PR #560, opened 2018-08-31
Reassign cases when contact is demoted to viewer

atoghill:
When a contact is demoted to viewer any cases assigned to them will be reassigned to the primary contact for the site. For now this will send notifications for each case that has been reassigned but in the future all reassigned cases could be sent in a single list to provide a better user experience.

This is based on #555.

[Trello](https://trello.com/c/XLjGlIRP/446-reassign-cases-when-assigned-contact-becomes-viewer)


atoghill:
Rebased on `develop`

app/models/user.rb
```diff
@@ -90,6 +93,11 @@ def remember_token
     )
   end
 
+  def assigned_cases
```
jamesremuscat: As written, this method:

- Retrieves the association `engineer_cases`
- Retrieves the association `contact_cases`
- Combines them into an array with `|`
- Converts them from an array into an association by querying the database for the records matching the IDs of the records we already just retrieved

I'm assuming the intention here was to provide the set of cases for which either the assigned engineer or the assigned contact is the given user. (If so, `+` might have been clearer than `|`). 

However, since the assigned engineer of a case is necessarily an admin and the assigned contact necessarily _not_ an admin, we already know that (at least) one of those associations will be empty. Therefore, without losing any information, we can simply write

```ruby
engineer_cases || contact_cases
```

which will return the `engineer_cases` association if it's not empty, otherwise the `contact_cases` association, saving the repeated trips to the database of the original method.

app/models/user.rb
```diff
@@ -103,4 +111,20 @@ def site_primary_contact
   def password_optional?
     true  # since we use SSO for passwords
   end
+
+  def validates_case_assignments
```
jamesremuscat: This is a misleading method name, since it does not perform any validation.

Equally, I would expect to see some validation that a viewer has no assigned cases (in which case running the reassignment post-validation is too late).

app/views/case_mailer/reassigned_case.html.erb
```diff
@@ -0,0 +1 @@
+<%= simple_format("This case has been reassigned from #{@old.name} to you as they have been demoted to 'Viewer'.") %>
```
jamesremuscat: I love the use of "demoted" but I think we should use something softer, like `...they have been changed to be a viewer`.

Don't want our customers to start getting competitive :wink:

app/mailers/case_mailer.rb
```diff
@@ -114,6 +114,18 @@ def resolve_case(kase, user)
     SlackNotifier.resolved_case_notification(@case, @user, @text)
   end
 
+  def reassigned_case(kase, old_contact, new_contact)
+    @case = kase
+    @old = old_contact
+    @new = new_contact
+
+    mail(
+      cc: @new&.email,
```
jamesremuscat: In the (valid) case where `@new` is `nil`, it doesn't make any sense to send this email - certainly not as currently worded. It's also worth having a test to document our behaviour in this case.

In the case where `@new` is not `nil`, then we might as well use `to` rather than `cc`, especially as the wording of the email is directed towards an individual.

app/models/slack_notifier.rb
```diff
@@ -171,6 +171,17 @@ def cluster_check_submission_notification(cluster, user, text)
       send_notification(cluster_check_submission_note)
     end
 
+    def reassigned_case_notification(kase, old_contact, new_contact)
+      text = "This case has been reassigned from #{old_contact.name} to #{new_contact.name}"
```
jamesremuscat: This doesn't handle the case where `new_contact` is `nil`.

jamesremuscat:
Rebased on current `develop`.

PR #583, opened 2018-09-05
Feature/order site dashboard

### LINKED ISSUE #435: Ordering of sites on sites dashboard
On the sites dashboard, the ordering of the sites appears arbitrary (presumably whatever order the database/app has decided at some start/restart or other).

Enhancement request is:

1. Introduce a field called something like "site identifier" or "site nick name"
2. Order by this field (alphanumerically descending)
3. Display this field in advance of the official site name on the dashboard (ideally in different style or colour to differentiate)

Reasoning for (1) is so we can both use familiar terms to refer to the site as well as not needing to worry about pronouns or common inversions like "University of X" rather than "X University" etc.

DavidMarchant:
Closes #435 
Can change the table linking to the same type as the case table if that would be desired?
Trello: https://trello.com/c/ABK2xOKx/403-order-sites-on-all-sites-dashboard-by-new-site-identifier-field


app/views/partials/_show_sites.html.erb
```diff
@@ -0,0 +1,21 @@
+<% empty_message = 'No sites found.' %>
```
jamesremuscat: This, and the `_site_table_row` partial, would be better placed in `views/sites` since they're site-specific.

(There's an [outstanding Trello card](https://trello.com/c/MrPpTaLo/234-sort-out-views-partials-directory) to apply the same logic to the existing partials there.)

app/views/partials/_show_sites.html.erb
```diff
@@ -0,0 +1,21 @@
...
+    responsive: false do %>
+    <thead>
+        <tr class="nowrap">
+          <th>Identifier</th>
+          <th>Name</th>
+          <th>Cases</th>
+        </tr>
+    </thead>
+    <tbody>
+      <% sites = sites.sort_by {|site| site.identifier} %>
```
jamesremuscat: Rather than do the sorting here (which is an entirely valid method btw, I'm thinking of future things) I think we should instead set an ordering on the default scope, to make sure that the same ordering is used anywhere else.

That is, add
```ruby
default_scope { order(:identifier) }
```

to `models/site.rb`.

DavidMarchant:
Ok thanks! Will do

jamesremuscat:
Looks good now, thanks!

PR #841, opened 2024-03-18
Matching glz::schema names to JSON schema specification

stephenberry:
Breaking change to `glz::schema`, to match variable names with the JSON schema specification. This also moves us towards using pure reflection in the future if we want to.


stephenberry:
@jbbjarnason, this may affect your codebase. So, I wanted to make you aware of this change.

..........

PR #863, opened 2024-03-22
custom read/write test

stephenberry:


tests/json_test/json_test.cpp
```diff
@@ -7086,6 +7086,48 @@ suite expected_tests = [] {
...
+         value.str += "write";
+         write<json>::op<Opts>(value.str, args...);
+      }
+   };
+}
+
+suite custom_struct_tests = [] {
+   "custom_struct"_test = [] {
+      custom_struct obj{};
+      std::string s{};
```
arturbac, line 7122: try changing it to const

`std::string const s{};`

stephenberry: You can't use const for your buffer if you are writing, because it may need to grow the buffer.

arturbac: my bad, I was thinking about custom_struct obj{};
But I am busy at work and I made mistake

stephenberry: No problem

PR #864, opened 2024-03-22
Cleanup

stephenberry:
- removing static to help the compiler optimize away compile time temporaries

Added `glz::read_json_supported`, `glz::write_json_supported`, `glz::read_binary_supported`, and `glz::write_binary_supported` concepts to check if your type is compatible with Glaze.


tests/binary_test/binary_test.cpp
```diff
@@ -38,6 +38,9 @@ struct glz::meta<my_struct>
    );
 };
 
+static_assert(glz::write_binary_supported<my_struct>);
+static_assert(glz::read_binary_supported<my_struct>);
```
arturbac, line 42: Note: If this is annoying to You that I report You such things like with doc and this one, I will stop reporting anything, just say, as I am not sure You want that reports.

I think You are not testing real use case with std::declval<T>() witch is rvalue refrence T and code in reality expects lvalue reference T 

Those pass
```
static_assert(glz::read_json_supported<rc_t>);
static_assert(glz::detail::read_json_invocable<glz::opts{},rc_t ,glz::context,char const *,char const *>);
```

..........

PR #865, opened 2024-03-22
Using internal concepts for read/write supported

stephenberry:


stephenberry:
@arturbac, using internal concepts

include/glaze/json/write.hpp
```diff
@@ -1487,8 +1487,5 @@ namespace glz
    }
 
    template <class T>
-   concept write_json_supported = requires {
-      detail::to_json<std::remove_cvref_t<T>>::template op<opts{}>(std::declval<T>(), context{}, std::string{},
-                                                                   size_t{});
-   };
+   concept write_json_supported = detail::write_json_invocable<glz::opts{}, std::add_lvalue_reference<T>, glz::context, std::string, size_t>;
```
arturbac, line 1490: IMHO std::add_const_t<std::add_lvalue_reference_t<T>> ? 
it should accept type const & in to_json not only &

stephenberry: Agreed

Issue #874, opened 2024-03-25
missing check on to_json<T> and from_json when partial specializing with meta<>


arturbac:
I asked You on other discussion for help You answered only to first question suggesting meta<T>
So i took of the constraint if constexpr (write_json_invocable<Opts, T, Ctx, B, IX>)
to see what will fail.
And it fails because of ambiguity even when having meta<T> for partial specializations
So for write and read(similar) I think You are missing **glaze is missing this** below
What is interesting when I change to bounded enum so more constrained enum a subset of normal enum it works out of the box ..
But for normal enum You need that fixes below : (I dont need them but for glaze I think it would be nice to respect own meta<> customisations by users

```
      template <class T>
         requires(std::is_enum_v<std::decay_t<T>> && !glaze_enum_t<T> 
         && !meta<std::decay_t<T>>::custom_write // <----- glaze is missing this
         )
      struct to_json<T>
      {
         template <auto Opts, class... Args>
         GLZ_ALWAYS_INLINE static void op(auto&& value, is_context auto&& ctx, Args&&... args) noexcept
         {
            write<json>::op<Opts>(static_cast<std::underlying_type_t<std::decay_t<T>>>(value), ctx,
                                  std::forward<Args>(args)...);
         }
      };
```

..........

● **PROBLEM REQUIREMENTS**
Among the entries above, the lines between the ones containing "PR #560, opened 2018-08-31" and "I'm assuming the", inclusive, are to be transcribed exactly. No other line is to be given.

● **RESPONSE TO THE EXERCISE**
PR #560, opened 2018-08-31
Reassign cases when contact is demoted to viewer

atoghill:
When a contact is demoted to viewer any cases assigned to them will be reassigned to the primary contact for the site. For now this will send notifications for each case that has been reassigned but in the future all reassigned cases could be sent in a single list to provide a better user experience.

This is based on #555.

[Trello](https://trello.com/c/XLjGlIRP/446-reassign-cases-when-assigned-contact-becomes-viewer)


atoghill:
Rebased on `develop`

app/models/user.rb
```diff
@@ -90,6 +93,11 @@ def remember_token
     )
   end
 
+  def assigned_cases
```
jamesremuscat: As written, this method:

- Retrieves the association `engineer_cases`
- Retrieves the association `contact_cases`
- Combines them into an array with `|`
- Converts them from an array into an association by querying the database for the records matching the IDs of the records we already just retrieved

I'm assuming the intention here was to provide the set of cases for which either the assigned engineer or the assigned contact is the given user. (If so, `+` might have been clearer than `|`). 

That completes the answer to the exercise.